(Problem description) Every entry in this listing should be written out exactly.

(Data records)
==*==
PR #146, opened 2018-10-29
Add dockerhub config

whd:
There's some yaml formatting inconsistency WRT indenting lists which I've left as-is. I've also only added filtering to the jobs related to building the edge. I'm open to any restructuring that accomplishes the goal of pushing images to dockerhub on merges to master.

### DIFF
--- a/.circleci/config.yml
+++ b/.circleci/config.yml
@@ -30,9 +30,9 @@ jobs:
           name: Ensure ingestion-edge is formatted by black
           command: black --check --diff ingestion-edge
 
-  ingestion-edge:
+  ingestion-edge-build:
     docker:
-    - image: docker/compose:1.22.0
+    - image: docker:18.02.0-ce
     steps:
     - checkout
     - setup_remote_docker:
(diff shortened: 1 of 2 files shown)


.circleci/config.yml
```diff
@@ -60,6 +87,33 @@ jobs:
           COMPOSE_FILE: ingestion-edge/docker-compose.yml
           COMPOSE_PROJECT_NAME: circleci-ingestion-edge
 
+  ingestion-edge-deploy:
```
relud: I think we should use an early return like [jeff's recent article](https://circleci.com/blog/managing-secrets-when-you-have-pull-requests-from-outside-contributors/), docker-compose to push the image, and not split the jobs because it makes the local cli more troublesome. something like:

in `ingestion-edge/docker-compose.yml`:
<pre>
  web:
    image: &image "${DOCKERHUB_REPO-ingestion-edge}:${CIRCLE_TAG-latest}"
</pre>

in `.circleci/config.yml`
<pre>
    - run:
        name: Early return for no deploy
        command: |
                if [ -n "$CIRCLE_PR_NUMBER" ] || ([ "${CIRCLE_BRANCH}" != "master" ] && [ -z "${CIRCLE_TAG}" ]); then
                  echo "Nothing to deploy"
                  circleci step halt
                fi
    - run:
        name: Deploy to Dockerhub
        command: |
          echo $DOCKER_PASS | docker login -u $DOCKER_USER --password-stdin
          docker-compose push web
</pre>

whd:
@relud I've updated the PR to push in the style you suggest. I am not sure if this style will affect downstream jenkins processing but I'll cross that bridge when I get to it. The ingestion-beam error appears to be unrelated:

    Error: Could not find or load main class org.apache.maven.surefire.booter.ForkedBooter
    ...
    [ERROR] Failed to execute goal org.apache.maven.plugins:maven-surefire-plugin:2.12.4:test (default-test) on project ingestion-beam: Execution default-test of goal org.apache.maven.plugins:maven-surefire-plugin:2.12.4:test failed: The forked VM terminated without saying properly goodbye. VM crash or System.exit called ? -> [Help 1]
==*==
(Your response)
PR #146, opened 2018-10-29
Add dockerhub config

whd:
There's some yaml formatting inconsistency WRT indenting lists which I've left as-is. I've also only added filtering to the jobs related to building the edge. I'm open to any restructuring that accomplishes the goal of pushing images to dockerhub on merges to master.

### DIFF
--- a/.circleci/config.yml
+++ b/.circleci/config.yml
@@ -30,9 +30,9 @@ jobs:
           name: Ensure ingestion-edge is formatted by black
           command: black --check --diff ingestion-edge
 
-  ingestion-edge:
+  ingestion-edge-build:
     docker:
-    - image: docker/compose:1.22.0
+    - image: docker:18.02.0-ce
     steps:
     - checkout
     - setup_remote_docker:
(diff shortened: 1 of 2 files shown)


.circleci/config.yml
```diff
@@ -60,6 +87,33 @@ jobs:
           COMPOSE_FILE: ingestion-edge/docker-compose.yml
           COMPOSE_PROJECT_NAME: circleci-ingestion-edge
 
+  ingestion-edge-deploy:
```
relud: I think we should use an early return like [jeff's recent article](https://circleci.com/blog/managing-secrets-when-you-have-pull-requests-from-outside-contributors/), docker-compose to push the image, and not split the jobs because it makes the local cli more troublesome. something like:

in `ingestion-edge/docker-compose.yml`:
<pre>
  web:
    image: &image "${DOCKERHUB_REPO-ingestion-edge}:${CIRCLE_TAG-latest}"
</pre>

in `.circleci/config.yml`
<pre>
    - run:
        name: Early return for no deploy
        command: |
                if [ -n "$CIRCLE_PR_NUMBER" ] || ([ "${CIRCLE_BRANCH}" != "master" ] && [ -z "${CIRCLE_TAG}" ]); then
                  echo "Nothing to deploy"
                  circleci step halt
                fi
    - run:
        name: Deploy to Dockerhub
        command: |
          echo $DOCKER_PASS | docker login -u $DOCKER_USER --password-stdin
          docker-compose push web
</pre>

whd:
@relud I've updated the PR to push in the style you suggest. I am not sure if this style will affect downstream jenkins processing but I'll cross that bridge when I get to it. The ingestion-beam error appears to be unrelated:

    Error: Could not find or load main class org.apache.maven.surefire.booter.ForkedBooter
    ...
    [ERROR] Failed to execute goal org.apache.maven.plugins:maven-surefire-plugin:2.12.4:test (default-test) on project ingestion-beam: Execution default-test of goal org.apache.maven.plugins:maven-surefire-plugin:2.12.4:test failed: The forked VM terminated without saying properly goodbye. VM crash or System.exit called ? -> [Help 1]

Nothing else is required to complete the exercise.